- [ABOUT THIS TASK] Copy out, from the data, each line containing the string "want".

Extracted data entries
--------------------------------------------------

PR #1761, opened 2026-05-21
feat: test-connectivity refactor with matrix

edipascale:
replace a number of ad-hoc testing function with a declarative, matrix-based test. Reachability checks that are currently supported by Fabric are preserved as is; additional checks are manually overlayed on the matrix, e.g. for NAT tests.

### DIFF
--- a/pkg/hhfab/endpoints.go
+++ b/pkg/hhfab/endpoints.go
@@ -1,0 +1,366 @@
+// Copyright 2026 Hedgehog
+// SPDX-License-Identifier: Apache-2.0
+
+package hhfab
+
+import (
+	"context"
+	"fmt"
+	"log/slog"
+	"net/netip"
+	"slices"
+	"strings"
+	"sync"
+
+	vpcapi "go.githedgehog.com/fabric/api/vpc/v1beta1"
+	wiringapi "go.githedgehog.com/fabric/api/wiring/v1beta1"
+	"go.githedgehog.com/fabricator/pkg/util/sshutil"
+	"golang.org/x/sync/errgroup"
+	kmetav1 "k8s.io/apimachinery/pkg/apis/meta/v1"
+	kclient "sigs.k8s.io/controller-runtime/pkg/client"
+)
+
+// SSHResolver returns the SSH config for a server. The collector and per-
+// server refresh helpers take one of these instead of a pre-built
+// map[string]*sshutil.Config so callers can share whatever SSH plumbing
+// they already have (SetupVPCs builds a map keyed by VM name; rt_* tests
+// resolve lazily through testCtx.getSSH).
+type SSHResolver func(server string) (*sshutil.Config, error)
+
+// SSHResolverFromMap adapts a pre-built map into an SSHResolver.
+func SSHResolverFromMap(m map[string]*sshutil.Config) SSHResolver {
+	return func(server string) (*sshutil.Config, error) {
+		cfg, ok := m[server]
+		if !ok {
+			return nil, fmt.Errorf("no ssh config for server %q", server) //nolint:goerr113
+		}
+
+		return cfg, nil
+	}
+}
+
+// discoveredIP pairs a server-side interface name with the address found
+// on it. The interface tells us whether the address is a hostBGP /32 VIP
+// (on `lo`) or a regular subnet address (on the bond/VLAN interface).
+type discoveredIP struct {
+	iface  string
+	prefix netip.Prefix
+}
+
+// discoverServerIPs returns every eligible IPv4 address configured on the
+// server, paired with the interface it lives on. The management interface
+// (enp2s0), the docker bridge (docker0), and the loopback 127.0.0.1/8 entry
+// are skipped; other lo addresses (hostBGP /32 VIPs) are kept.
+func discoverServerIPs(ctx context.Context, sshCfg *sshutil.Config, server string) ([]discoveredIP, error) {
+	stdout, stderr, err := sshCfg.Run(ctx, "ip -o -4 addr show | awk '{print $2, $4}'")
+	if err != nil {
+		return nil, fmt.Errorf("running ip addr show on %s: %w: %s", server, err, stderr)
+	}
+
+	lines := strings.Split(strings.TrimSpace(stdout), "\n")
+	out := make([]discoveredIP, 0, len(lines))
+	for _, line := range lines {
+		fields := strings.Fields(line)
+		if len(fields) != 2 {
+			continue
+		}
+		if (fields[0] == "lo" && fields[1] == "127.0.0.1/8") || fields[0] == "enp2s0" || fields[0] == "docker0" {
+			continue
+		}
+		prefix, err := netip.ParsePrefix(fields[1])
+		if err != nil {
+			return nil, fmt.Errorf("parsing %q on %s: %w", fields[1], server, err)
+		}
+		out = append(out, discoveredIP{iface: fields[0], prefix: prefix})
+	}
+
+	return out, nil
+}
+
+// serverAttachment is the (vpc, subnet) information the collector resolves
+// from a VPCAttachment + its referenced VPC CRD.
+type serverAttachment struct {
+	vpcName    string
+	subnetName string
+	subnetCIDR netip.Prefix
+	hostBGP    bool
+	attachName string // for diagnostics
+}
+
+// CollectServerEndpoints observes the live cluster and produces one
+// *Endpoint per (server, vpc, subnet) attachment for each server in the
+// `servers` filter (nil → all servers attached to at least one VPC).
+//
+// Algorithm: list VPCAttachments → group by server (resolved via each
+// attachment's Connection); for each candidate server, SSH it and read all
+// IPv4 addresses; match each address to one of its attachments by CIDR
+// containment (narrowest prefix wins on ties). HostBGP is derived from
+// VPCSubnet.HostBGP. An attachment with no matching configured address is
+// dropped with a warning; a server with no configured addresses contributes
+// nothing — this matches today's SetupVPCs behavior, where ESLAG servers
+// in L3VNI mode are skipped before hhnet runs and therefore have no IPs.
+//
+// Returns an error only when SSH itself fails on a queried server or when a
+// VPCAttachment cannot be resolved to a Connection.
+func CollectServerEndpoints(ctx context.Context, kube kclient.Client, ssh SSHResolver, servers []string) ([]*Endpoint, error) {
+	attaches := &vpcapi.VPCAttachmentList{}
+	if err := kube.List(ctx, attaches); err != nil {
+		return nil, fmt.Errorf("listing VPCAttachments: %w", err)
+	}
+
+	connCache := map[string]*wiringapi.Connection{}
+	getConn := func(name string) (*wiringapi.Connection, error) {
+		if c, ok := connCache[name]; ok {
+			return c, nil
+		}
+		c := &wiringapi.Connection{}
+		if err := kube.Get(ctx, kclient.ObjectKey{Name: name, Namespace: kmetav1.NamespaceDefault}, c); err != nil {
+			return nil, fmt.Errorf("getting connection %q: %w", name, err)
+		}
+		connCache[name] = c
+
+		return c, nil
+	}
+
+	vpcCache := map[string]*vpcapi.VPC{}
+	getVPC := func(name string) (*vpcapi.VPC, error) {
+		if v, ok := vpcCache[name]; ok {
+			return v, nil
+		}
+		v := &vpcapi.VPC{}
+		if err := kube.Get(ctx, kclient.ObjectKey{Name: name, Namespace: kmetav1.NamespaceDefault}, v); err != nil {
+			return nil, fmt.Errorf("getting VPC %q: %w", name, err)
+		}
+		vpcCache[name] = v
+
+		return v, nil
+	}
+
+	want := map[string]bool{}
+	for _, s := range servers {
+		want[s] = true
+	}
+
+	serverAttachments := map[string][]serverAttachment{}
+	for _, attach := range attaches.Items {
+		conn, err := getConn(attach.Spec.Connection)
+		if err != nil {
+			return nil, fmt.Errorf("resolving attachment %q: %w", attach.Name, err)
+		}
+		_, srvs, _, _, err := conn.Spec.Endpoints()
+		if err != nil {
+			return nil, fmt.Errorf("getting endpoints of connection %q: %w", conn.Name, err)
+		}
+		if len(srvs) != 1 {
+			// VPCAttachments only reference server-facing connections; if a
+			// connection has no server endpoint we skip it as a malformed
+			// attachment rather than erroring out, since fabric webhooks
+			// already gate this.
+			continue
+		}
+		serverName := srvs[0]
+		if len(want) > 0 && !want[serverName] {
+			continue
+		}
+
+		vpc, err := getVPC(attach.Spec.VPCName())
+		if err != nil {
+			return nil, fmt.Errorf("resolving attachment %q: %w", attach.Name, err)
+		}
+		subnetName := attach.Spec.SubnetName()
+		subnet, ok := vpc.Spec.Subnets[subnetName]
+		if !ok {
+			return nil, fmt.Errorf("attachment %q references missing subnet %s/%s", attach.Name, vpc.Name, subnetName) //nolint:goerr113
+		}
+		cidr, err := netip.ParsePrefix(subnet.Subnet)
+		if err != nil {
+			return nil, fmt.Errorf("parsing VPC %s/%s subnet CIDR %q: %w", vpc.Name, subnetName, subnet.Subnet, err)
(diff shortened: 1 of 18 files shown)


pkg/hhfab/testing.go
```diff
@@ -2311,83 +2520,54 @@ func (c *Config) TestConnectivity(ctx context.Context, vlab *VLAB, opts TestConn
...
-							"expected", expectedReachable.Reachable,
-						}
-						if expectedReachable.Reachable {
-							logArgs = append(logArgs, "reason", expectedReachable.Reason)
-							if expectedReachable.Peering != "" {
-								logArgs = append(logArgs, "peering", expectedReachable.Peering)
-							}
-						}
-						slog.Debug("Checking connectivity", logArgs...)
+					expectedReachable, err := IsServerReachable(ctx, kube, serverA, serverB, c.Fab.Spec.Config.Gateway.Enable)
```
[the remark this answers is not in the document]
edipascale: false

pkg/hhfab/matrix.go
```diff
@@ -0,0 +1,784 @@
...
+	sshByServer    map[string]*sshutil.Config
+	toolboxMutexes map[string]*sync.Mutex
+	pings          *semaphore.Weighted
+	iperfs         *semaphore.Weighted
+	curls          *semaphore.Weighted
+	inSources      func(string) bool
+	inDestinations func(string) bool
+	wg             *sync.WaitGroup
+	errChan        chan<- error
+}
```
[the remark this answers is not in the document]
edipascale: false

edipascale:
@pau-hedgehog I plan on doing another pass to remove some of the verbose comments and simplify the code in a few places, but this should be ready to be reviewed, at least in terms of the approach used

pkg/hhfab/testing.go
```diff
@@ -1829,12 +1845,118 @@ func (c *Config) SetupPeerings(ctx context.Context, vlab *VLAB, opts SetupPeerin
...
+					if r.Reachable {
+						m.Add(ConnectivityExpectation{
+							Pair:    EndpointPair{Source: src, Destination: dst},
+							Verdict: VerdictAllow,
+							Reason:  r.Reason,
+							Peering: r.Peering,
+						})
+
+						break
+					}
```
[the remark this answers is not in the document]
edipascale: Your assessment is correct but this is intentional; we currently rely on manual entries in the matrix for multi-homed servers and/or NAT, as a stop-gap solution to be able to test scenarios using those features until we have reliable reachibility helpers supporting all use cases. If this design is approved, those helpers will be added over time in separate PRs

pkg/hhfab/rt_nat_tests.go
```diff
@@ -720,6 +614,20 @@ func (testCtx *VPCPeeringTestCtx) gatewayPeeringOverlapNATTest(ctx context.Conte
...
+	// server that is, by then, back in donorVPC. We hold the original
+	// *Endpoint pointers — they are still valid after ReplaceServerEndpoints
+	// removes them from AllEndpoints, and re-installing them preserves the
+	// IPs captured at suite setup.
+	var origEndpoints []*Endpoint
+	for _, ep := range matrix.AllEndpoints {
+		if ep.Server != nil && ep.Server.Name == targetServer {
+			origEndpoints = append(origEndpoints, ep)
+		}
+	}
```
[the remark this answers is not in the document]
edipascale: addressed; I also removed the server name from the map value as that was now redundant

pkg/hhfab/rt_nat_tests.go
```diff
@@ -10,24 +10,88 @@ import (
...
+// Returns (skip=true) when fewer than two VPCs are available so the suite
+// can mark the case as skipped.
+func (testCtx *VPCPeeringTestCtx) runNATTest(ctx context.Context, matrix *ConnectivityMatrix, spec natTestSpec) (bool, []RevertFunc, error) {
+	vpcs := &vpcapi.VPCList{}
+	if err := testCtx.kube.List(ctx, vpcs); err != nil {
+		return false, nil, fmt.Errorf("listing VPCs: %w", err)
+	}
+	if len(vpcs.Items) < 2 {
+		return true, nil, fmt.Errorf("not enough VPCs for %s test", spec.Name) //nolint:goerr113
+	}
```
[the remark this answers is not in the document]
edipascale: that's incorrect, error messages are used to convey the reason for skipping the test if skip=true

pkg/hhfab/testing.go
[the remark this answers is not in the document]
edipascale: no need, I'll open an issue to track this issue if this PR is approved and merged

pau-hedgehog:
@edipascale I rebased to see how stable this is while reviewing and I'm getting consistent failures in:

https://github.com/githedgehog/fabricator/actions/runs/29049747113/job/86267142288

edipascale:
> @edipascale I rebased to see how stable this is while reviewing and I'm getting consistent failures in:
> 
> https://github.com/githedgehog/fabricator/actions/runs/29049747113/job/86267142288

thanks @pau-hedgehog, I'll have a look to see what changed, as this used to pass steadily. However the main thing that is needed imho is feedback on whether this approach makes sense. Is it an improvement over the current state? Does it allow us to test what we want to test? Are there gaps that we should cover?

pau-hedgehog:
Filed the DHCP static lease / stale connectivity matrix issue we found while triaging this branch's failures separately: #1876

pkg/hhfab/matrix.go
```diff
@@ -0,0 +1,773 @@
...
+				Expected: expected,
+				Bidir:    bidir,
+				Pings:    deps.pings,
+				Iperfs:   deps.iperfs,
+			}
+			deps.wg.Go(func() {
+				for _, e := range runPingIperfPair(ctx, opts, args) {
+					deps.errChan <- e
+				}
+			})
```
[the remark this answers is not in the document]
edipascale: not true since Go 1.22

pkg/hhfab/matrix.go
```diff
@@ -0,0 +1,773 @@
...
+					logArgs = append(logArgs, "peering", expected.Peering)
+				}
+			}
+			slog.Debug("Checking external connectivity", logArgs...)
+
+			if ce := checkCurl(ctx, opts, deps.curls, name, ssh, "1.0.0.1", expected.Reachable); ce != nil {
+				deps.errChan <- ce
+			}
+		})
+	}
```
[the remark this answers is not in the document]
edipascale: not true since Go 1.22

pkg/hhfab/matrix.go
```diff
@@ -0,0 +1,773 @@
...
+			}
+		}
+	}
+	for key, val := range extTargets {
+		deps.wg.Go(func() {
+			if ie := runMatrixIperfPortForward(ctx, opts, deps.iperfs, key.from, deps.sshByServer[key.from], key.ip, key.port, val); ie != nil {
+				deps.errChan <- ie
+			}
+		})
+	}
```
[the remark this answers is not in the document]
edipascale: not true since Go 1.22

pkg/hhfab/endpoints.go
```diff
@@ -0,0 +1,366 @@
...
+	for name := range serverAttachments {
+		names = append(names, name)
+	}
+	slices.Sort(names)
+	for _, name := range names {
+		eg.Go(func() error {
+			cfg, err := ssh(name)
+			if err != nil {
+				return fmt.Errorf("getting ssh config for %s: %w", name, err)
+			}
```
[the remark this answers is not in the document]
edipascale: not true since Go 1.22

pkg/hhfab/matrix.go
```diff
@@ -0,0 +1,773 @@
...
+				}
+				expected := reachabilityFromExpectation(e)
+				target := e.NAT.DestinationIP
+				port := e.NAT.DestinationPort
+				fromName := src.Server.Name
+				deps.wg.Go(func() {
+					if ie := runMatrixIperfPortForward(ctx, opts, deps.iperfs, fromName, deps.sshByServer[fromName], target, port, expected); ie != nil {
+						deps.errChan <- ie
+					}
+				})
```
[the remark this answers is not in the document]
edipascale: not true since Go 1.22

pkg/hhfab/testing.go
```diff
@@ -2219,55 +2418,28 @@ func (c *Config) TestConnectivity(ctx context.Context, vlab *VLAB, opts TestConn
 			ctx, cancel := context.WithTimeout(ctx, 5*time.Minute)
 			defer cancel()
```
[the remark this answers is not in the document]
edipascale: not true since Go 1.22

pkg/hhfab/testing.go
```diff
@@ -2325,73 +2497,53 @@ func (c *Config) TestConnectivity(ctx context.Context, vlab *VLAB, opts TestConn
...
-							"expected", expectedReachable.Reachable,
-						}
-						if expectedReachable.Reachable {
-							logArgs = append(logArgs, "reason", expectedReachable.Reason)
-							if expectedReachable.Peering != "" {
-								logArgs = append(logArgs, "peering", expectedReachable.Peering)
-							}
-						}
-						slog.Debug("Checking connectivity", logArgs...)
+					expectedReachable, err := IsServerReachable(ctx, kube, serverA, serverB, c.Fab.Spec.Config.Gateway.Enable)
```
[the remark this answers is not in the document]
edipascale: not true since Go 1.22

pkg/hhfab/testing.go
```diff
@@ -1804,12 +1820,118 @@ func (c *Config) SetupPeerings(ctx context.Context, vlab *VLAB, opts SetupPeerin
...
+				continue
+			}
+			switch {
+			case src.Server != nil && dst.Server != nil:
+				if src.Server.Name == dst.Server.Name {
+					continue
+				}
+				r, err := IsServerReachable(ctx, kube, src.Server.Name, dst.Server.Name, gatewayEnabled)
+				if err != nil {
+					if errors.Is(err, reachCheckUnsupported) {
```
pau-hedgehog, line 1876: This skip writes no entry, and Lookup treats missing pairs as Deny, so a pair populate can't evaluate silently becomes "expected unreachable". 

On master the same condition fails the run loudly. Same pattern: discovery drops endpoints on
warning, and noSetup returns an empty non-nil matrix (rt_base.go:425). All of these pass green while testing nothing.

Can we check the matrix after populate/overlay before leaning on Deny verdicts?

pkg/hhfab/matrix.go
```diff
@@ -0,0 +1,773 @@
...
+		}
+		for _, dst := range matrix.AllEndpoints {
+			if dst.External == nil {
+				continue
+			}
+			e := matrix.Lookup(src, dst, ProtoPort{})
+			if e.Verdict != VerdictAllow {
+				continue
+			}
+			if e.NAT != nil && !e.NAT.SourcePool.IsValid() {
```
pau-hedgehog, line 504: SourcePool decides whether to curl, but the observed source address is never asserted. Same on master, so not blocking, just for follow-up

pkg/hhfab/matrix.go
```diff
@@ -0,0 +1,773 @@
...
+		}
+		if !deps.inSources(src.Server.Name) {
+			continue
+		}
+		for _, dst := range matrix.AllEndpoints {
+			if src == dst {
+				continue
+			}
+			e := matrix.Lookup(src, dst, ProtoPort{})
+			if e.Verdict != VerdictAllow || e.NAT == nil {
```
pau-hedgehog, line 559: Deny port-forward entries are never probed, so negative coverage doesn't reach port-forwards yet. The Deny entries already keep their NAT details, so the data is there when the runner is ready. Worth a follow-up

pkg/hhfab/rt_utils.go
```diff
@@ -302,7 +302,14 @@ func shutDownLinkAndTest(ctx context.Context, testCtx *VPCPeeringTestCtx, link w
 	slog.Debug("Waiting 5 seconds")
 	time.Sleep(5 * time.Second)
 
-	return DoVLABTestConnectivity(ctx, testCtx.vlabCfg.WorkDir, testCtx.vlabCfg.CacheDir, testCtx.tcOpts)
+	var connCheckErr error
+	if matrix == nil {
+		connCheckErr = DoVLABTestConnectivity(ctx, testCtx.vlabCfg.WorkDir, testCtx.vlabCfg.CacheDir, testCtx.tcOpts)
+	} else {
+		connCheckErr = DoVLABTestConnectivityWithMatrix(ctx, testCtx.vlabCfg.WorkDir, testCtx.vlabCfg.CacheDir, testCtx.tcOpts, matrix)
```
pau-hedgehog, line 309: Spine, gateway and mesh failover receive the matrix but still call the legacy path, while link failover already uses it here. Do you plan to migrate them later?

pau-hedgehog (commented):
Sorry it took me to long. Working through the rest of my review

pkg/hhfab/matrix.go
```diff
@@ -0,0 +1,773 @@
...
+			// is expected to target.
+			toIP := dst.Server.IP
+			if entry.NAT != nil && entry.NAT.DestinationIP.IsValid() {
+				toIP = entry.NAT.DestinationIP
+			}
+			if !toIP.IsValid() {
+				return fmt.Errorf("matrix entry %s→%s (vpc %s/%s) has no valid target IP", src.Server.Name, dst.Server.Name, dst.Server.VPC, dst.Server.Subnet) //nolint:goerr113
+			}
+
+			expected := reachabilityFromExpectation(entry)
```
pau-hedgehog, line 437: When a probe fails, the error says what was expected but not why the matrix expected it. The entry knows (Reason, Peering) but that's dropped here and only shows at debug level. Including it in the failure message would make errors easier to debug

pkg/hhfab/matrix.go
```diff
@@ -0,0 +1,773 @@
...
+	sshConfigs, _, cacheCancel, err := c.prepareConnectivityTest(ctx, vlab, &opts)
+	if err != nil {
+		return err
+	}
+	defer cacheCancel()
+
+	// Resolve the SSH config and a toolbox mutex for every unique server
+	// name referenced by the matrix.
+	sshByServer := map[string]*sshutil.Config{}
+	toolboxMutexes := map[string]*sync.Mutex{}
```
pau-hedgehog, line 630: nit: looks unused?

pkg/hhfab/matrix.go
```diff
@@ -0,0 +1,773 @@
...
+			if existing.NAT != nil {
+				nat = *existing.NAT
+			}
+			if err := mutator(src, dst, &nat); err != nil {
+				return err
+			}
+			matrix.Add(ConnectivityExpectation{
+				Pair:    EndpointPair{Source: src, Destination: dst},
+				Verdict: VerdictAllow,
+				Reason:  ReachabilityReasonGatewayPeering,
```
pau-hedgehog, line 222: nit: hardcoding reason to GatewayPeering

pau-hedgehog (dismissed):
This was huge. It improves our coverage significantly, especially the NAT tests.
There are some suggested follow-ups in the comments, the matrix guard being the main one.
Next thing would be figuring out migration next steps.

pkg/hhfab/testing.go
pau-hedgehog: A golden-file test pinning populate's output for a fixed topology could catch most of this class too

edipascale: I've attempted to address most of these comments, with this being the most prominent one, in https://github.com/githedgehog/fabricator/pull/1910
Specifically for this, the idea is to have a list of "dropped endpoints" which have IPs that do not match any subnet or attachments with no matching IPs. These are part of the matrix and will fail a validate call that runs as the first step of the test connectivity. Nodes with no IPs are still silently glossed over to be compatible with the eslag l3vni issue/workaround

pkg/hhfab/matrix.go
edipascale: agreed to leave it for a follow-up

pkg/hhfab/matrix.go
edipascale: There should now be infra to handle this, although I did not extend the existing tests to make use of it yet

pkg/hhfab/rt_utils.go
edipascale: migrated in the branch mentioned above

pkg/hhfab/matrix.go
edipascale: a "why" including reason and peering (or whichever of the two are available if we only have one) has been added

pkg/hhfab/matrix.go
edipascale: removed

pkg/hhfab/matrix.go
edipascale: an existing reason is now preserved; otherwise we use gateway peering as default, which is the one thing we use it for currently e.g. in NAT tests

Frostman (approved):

--------------------------------------------------

- [WRITTEN SOLUTION]
+	want := map[string]bool{}
+		want[s] = true
+		if len(want) > 0 && !want[serverName] {
thanks @pau-hedgehog, I'll have a look to see what changed, as this used to pass steadily. However the main thing that is needed imho is feedback on whether this approach makes sense. Is it an improvement over the current state? Does it allow us to test what we want to test? Are there gaps that we should cover?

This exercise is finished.